TM: What do you hope readers will take away from this book?

MS: I hope that they interrogate the idea of boy bands being “uncool”—why do we believe that? Because there are so many unconscious biases that everybody has that can come down to what is considered legitimate or valued. I hope they see this and think, “Oh, maybe people are dismissing me because of this greater patriarchy”—for lack of a more nuanced term.

Also, it was really crucial to establish this framework as existing in Black and brown communities first and foremost, and then be taken away from them. It’s interesting to me that in the section where I talk about the etymology of boy bands, we weren’t using the term “boy band” until New Kids on the Block happened. We’re not even defining the history until it’s already divorced from the Black source material. It makes me so mad. If you don’t go back and write that history, is it ignored or is it just rewritten as something else? I think that’s what happened with New Edition. We just think of them as an R&B group, but they were children singing and dancing together—there’s nothing more boy band than that. 

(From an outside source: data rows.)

PR #1500, opened 2020-12-23
Upgrade svgelements support & correct svgcode.py

tatarize:
Updates and corrects svg support.

There's some confusion in the use of the PPI value. In Inkscape this is 96.0 but in Illustrator this would be 72.0. This information isn't in the file itself, it needs to be set. Illustrator files would scale off by 25% without exposing the ability to correct that to the user. You can't just scale any document by that value because the document itself might give it's own units. The 0.5 and 1 values for `subdivratio` had no coherent units and these values were likely determined by trial and error. It's now samples per unit distance. Since the values are scaled to 1 unit = 1 inch or 1 unit = 1 depending on the `SVGScale()` value.

* Updates `svgelements` from about ~0.7.x to 1.4.1
     * Corrects several edge conditions in SVG processing.
     * Use and Defs flags
     * Viewport corrections.
     * Corrected CSS styling,
     * Better support length/percent values in basic shapes.
     * `numpy` accelerated `npoints()` function.
* Updates `svgcode.py`
     * Correct treatment of the conversion of SVG -> Gcode Arc.
     * Use of faster parsing functions for linear interpolated npoints() function
     * Corrected units on subdivratio. Now has understandable units. 200 samples per inch.
     * Correct segment.sweep value in Arc code. (This was a change between `svg.path` and `svgelements`) and was an oversight in the previous code.
     * Corrected PPI unit values vs. scale. Some svg files give their units in the `svg` root elements and thus it's incorrect to scale in the manner the code was scaling.
* `svg.path` deleted. This is an ancestor of `svgelements` code, svgelements is a superset of that code, and the direct use of that code was removed when the `svgelements` was initially added. 

UPDATE: No longer an issue. It's all fine.
Caveats: Might need to have a cursory check done with python 2.7. Support was dropped about a year ago at Python 2 End-Of-Life, and while nothing massive has changed, there's some chance basic parsing might require a tweak. Dropping support means I just haven't checked.


tatarize:
Updated svgelements for 2.7. I maintain a lot of solid tests for the project, which made tracking down the issues quite rapid. This will be solid python 3 python 2 code. I am temporarily supporting 2.7 again, for bCNC.

tatarize:
See svgelements project for the confirmation of 2.7 support.
https://github.com/meerk40t/svgelements 1.4.3 has support for 2.7 again (briefly).

Harvie:
Thank you. This looks very nice :)

PR #240, opened 2020-01-07
Improve SelectBound and FillPanel

Alecaddd:
Continuing the code improvements started in #238 this PR is taking care of:

- [x] Avoid triggering `reset_selection ()` when clicking on an already selected item.
- [x] Avoid triggering `reset_selection ()` when clicking on the canvas if not item was selected.
- [x] Avoid loop segfault when adding/removing a fill item model.
- [x] Remember the `hidden_fill` option.
- [x] Allow deletion of the Fill model.
- [x] Allow adding a Fill model if the list is empty.
- [x] Show/hide the Fill Panel based on selected item.

I wanted to keep this PR as small as possible, but while working on the `hidden_fill` option, I stumbled upon some regressions, so I decided to tackle those as well since they were causing segfaults.

### DIFF
--- a/src/Layouts/LeftSideBar.vala
+++ b/src/Layouts/LeftSideBar.vala
@@ -22,7 +22,7 @@
 public class Akira.Layouts.LeftSideBar : Gtk.Grid {
     public weak Akira.Window window { get; construct; }
     public Akira.Layouts.Partials.TransformPanel transform_panel;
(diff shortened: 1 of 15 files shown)


Alecaddd:
> I just suggest to split formal changes like copyright in separate commits.

You're right, I need to be more careful with those.
Thanks

PR #241, opened 2020-01-07
Implement Border panel

### LINKED ISSUE #92: Left Panel: Create Border Box
UI Mockup:
border-box

- The border box appears only if an object has the ability to edit this attribute. Eg. Shape, image, and grouped layers can have a border attribute, text layers can't.
- Create the possibility to have multiple borders by clicking on the `+` icon.
- Each border row can independently control its color, stroke type, and thickness.
- For v1, implement the most common stroke types: Solid, Dashed, Dotted.

When a stroke type different from solid gets selected, a second row should appear (or maybe an option button) to allow control over dashed and dotted spacing.

For v1, we will only support centered borders. Outside and Inside borders will be explored in a future version.

Alecaddd:

Add the Border Panel and copy the behaviour of the Fill Panel, obviously with its own dedicated Border Model.

- [x] Change color and border thickness.

~Change border style from `solid` to `dashed`.~
~Offer options to manage dash gap.~

### Fixes
- Fixes #92

### DIFF
--- a/src/Models/ListModel.vala
+++ b/src/Models/ListModel.vala
@@ -22,29 +22,55 @@
 
 public class Akira.Models.ListModel : GLib.Object, GLib.ListModel {
     private GLib.List<Akira.Models.FillsItemModel?> fills_list;
+    private GLib.List<Akira.Models.BordersItemModel?> borders_list;
+    public ListType list_type;
+    public enum ListType {
+        FILL,
+        BORDER
+    }
+
+    public ListModel (ListType type) {
+        list_type = type;
+    }
 
     construct {
-        fills_list = new GLib.List<Akira.Models.FillsItemModel?> ();
+        if (list_type == ListType.FILL) {
+            fills_list = new GLib.List<Akira.Models.FillsItemModel?> ();
+        } else {
+            borders_list = new GLib.List<Akira.Models.BordersItemModel?> ();
+        }
     }
 
     public uint get_n_items () {
-        return (uint) fills_list.length ();
+        if (list_type == ListType.FILL) {
+            return (uint) fills_list.length ();
+        }
+        return (uint) borders_list.length ();
     }
 
     public Object? get_item (uint position) {
+        Object? o = null;
         //  debug ("get item %u", position);
-        var o = fills_list.nth_data (position);
+        if (list_type == ListType.FILL) {
+            o = fills_list.nth_data (position);
+        }
+
         if (o != null) {
             return o as Object;
         }
+
         return null;
     }
 
     public Type get_item_type () {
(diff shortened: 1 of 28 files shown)


Alecaddd:
This PR is getting pretty big, so I will deal with the dashed option in a separated PR.

Alecaddd:
Give a special look to the `Models/ListModel.vala` file (former `FillsListModel.vala`) as I've updated that to handle both Fills and Borders models, trying to not duplicate the code as much as possible.

Alecaddd:
:heart_eyes: :heart_eyes: :heart_eyes: 
akira-fill-border-2

src/Models/ListModel.vala
```diff
@@ -0,0 +1,147 @@
...
+    public enum ListType {
+        FILL,
+        BORDER
+    }
+
+    public ListModel (ListType type) {
+        list_type = type;
+    }
+
+    construct {
```
giacomoalbe: I think that the idea behind this refactor is good (get the logic out of `FillListModel` and put it inside a new object) but this approach is not going to scale well. 

The ListModel object should be used elsewhere too (`LayerPanel` I'm thinking about you!), so hardcoding every possible list types (with the `ListType`) is not going to work, IMHO. 

Maybe we are not going to deal with 30 different types of list, but the code might start to become convoluted and we could introduce a lot of custom logic which is not related to the `ListModel` itself in here (like the action triggered on the removal of the last element, which does something on the BordersItemModel the ListModel is and should not be resposible for).

Moreover, we are creating (and thus instantiating) one list for every "ListType" each time we use the ListModel (in this case, twice, one for each panel - fill & border -).

My suggestion is to create 2 different base class, `ListModel` and `ItemModel` in which we declare only the very specific logic (add, remove, edit, connect, etc) and then inherit the `ItemModel` to handle the custom logic we want associated with the model. 

In this case, we could create a `BorderItemModel` and `FillItemModel` in which we put the custom logic and properties. The "if this is the last element" logic could be implemented in the BorderPanel by connecting to the "on_item_remove" event of `ListModel` (or whatever the name of the event might be), since this check is more related to the BorderPanel than to the general `ListModel`. 

I don't know if this could be the matter of a more narrowed scoped PR, given the fact that the current version of `ListModel` works out just fine, but in my opinion this would benefit the logic a lot more and in the end would provide us a new truly reusable component, with every aspect or concern of the code clearly separated and in the proper context.

Alecaddd: That's a good point, but I wouldn't do that here.
As you suggested, I think we should implement it in a more narrowed scoped PR.
I'll open an issue for it.

PR #247, opened 2020-01-08
meson: Ignore custom vapis depending on vala version

### LINKED ISSUE #243: Removing custom vapis
## Expected Behavior
Since version 0.43.90, vala provide updated vapis from goocanvas-2.0.

Would be great to remove our custom vapis and stick to upstream

Here I have vala 0.46

## Current Behavior
We maintain a custom vapi for goocanvas

## Possible Solution
remove custom vapis

## Context
flatpak still need this as the vala version still do not provides those vapis

@bilelmoussaoui I see io.elementary.App provides vala 0.40.

We need 0.43.90 to be able to remove custom vapis for goocanvas.

What's the roadmap for vala version in elementary SDK?

https://github.com/flathub/io.elementary.BaseApp

- Akira Version: master
- OS Info: arch linux

albfan:
Avoid custom vapis if vala provide them

Keep up to date with upstream if possible

- Fixes #243

### DIFF
--- a/meson.build
+++ b/meson.build
@@ -5,10 +5,14 @@ akira_prefix = get_option('prefix')
 akira_datadir = join_paths(akira_prefix, get_option('datadir'))
 akira_pkgdatadir = join_paths(akira_datadir, meson.project_name())
 
-add_project_arguments(
-    ['--vapidir', join_paths(meson.current_source_dir(), 'vapi')],
-    language: 'vala'
-)
+vala_version = meson.get_compiler('vala').version()
+if vala_version.version_compare('<=0.43.90')
+    add_project_arguments(
+        ['--vapidir', join_paths(meson.current_source_dir(), 'vapi')],
+        language: 'vala'
+    )
+endif
+
 # Include the translations module
 i18n = import('i18n')
 # Dependencies


Alecaddd:
@albfan thanks for taking care of this.
There's an error in the GitHub CI:
`meson.build:14:4: ERROR:  Missing language definition in add_project_arguments`

meson.build
```diff
@@ -6,9 +6,16 @@ akira_datadir = join_paths(akira_prefix, get_option('datadir'))
...
-    ['--vapidir', join_paths(meson.current_source_dir(), 'vapi')],
     language: 'vala'
 )
+
+vala_version = meson.get_compiler('vala').version()
+if vala_version.version_compare('<=0.43.90')
+    add_project_arguments(
+        ['--vapidir', join_paths(meson.current_source_dir(), 'vapi')]
+    )
+endif
```
Alecaddd: I guess the `add_project_arguments` doesn't add extra arguments but overrides what was defined before, as the `language` argument is missing when the vala version is <= 0.43.90

bilelmoussaoui: The language should be moved to the project definition at the very top of the meson.build file to avoid this.

Alecaddd: Ah wait, the language is already defined in the project definition at the beginning.
If I'm not wrong, the `language` attribute is only necessary if we're defining the `vapi`.
I'll give it a try.

Alecaddd: Yes, I was right.
Does it build normally with an updated version of Vala?

albfan: It does.

PR #256, opened 2020-01-10
Improve ListModel architecture

### LINKED ISSUE #248: Rework ListModel
Once #241 lands, we will have a `ListModel` used for both Fills and Borders.
The implementation done is not the best and it wouldn't scale properly.

We need a better and more modular logic in order to handle different items.
As a reference, here's @giacomoalbe's comment on that PR:

> I think that the idea behind this refactor is good (get the logic out of FillListModel and put it inside a new object) but this approach is not going to scale well.
The ListModel object should be used elsewhere too (LayerPanel I'm thinking about you!), so hardcoding every possible list types (with the ListType) is not going to work, IMHO.
Maybe we are not going to deal with 30 different types of list, but the code might start to become convoluted and we could introduce a lot of custom logic which is not related to the ListModel itself in here (like the action triggered on the removal of the last element, which does something on the BordersItemModel the ListModel is and should not be resposible for).
Moreover, we are creating (and thus instantiating) one list for every "ListType" each time we use the ListModel (in this case, twice, one for each panel - fill & border -).
My suggestion is to create 2 different base class, ListModel and ItemModel in which we declare only the very specific logic (add, remove, edit, connect, etc) and then inherit the ItemModel to handle the custom logic we want associated with the model.
In this case, we could create a BorderItemModel and FillItemModel in which we put the custom logic and properties. The "if this is the last element" logic could be implemented in the BorderPanel by connecting to the "on_item_remove" event of ListModel (or whatever the name of the event might be), since this check is more related to the BorderPanel than to the general ListModel.

Alecaddd:
Improve and rework the `ListModel` in order to make it usable for different models without code duplication.

- Fixes #248

### DIFF
--- a/src/Layouts/Partials/BordersPanel.vala
+++ b/src/Layouts/Partials/BordersPanel.vala
@@ -66,7 +66,7 @@ public class Akira.Layouts.Partials.BordersPanel : Gtk.Grid {
         title_cont.attach (label, 0, 0, 1, 1);
         title_cont.attach (add_btn, 1, 0, 1, 1);
 
-        list_model = new Akira.Models.ListModel (Akira.Models.ListModel.ListType.NONE);
+        list_model = new Akira.Models.ListModel ();
 
         borders_list_container = new Gtk.ListBox ();
         borders_list_container.margin_top = 5;
--- a/src/Layouts/Partials/BordersPanel.vala
+++ b/src/Layouts/Partials/BordersPanel.vala
@@ -66,7 +66,7 @@ public class Akira.Layouts.Partials.BordersPanel : Gtk.Grid {
         title_cont.attach (label, 0, 0, 1, 1);
         title_cont.attach (add_btn, 1, 0, 1, 1);
 
-        list_model = new Akira.Models.ListModel (Akira.Models.ListModel.ListType.BORDER);
+        list_model = new Akira.Models.ListModel (Akira.Models.ListModel.ListType.NONE);
 
         borders_list_container = new Gtk.ListBox ();
         borders_list_container.margin_top = 5;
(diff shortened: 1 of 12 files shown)


Alecaddd:
@albfan @giacomoalbe @bilelmoussaoui anyone available to review this?

src/Models/ItemModel.vala
```diff
@@ -0,0 +1,24 @@
...
+* You should have received a copy of the GNU General Public License
+* along with Akira. If not, see <https://www.gnu.org/licenses/>.
+*
+* Authored by: Alessandro "alecaddd" Castellani <castellani.ale@gmail.com>
+*/
+
+public abstract class Akira.Models.ItemModel : GLib.Object {
+    public Lib.Models.CanvasItem item { get; construct; }
+    public Akira.Models.ListModel list_model { get; set; }
+    public Akira.Utils.BlendingMode blending_mode { get; set; }
```
giacomoalbe: Why do we need to have the blending model in here? 

I think this is a leftover, this should go in the `FillItemModel` and/or in the `BorderItemModel`, since it's not a general attribute of the model. 

Do you agree?

src/Models/FillsItemModel.vala
```diff
@@ -20,7 +20,7 @@
 * Authored by: Alessandro "alecaddd" Castellani <castellani.ale@gmail.com>
 */
 
-public class Akira.Models.FillsItemModel : GLib.Object {
+public class Akira.Models.FillsItemModel : Models.ItemModel {
```
giacomoalbe: The `blending_mode` property should have been declared here, since it's a specific property of this particular model

src/Layouts/Partials/FillsPanel.vala
```diff
@@ -91,16 +92,25 @@ public class Akira.Layouts.Partials.FillsPanel : Gtk.Grid {
...
+            var model_item = create_model ();
+            list_model.add_item.begin (model_item);
             selected_item.reset_colors ();
             add_btn.hide ();
             window.main_window.left_sidebar.queue_resize ();
         });
+
+        list_model.items_changed.connect ((position, removed, added) => {
+            if (selected_item != null) {
+                selected_item.has_fill = (added == 1);
```
giacomoalbe: Maybbe adding a comment to clarify what this code actually does would make it better. 

For me it's not super easy to get the meaning of this at a first glance, so maybe adding some hints would help our future self to understand what's happening. 

What do you think?

src/Layouts/Partials/BordersPanel.vala
```diff
@@ -91,16 +91,25 @@ public class Akira.Layouts.Partials.BordersPanel : Gtk.Grid {
...
+            var model_item = create_model ();
+            list_model.add_item.begin (model_item);
             selected_item.reset_colors ();
             add_btn.hide ();
             window.main_window.left_sidebar.queue_resize ();
         });
+
+        list_model.items_changed.connect ((position, removed, added) => {
+            if (selected_item != null) {
+                selected_item.has_border = (added == 1);
```
giacomoalbe: The same here. Adding a comment would make this statement a bit clearer.

src/Models/ItemModel.vala
Alecaddd: Indeed. I left it there because I was going to deal with it once adding the dashed style for the border. I guess I can change it now.

src/Layouts/Partials/FillsPanel.vala
Alecaddd: Good point.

Also, hopefully [readers] get a tinge of optimism at the end, because it is interesting to see how artists are acknowledging the boy band formula and continuing to dismantle it. The best example of that is Brockhampton

TM: Do you feel like Brockhampton is redefining what a boy band is? 

MS: There are contemporary boy bands that are huge—the obvious example being BTS. [Brockhampton] is sort of an alternative that I think still deserves space. It’s interesting that they came together in the way that they did, which was a post in an online Kanye fan forum. There’s something really DIY about that, which inherently is the antithesis of a boy band.

I was thinking about the role that Texas has played in the boy band story beyond the Dallas iWatch stuff. In the Jonas Brothers documentary Chasing Happiness, they talk about how they didn’t realize that they were famous until they played at the State Fair in Dallas in 2007 and 50,000 kids showed up. Someone told them that the line was going all the way up to Oklahoma. That’s a great hyperbole, but I think there always has been such a large boy band community in Texas. And it makes so much sense to me that Brockhampton—a hip-hop collective that’s labeling itself as a boy band—would come from the state where this is already such a popular thing.

TM: Would you say that Brockhampton is paving the way for other Texas boy bands?

MS: I hope so. I search for boy band names on Twitter, just because I’m curious about whatever conversations are happening, and it does seem like there is a pride in Texas, with Texas fans [claiming] ownership over Brockhampton. Even though they’ve been in L.A. for a considerable amount of time, their Texas identity obviously plays a role, like with them yelling “yeehaw” at concerts. I imagine there are budding boy bands trying to develop themselves in Texas. It’ll be cool if there’s a coed post-Brockhampton group in the works. If that doesn’t exist, I really hope somebody reads this and decides to get together and make that happen.  

TM: Are there any other Texas boy bands that you’ve seen that you think are on the come up? 

MS: No, and it breaks my heart. But I’m sure it’s just a matter of time. There really aren’t Western boy bands that are ever going to successfully compete with K-pop. But Brockhampton really is the sort of exception because they’re occupying a space that no one even knew was vacant. They created it themselves, which is exciting. So I’m actually going to change my answer and say the only American boy band worth a damn in this modern age is Brockhampton from Texas. I’m proud.  

This interview has been edited for clarity and length.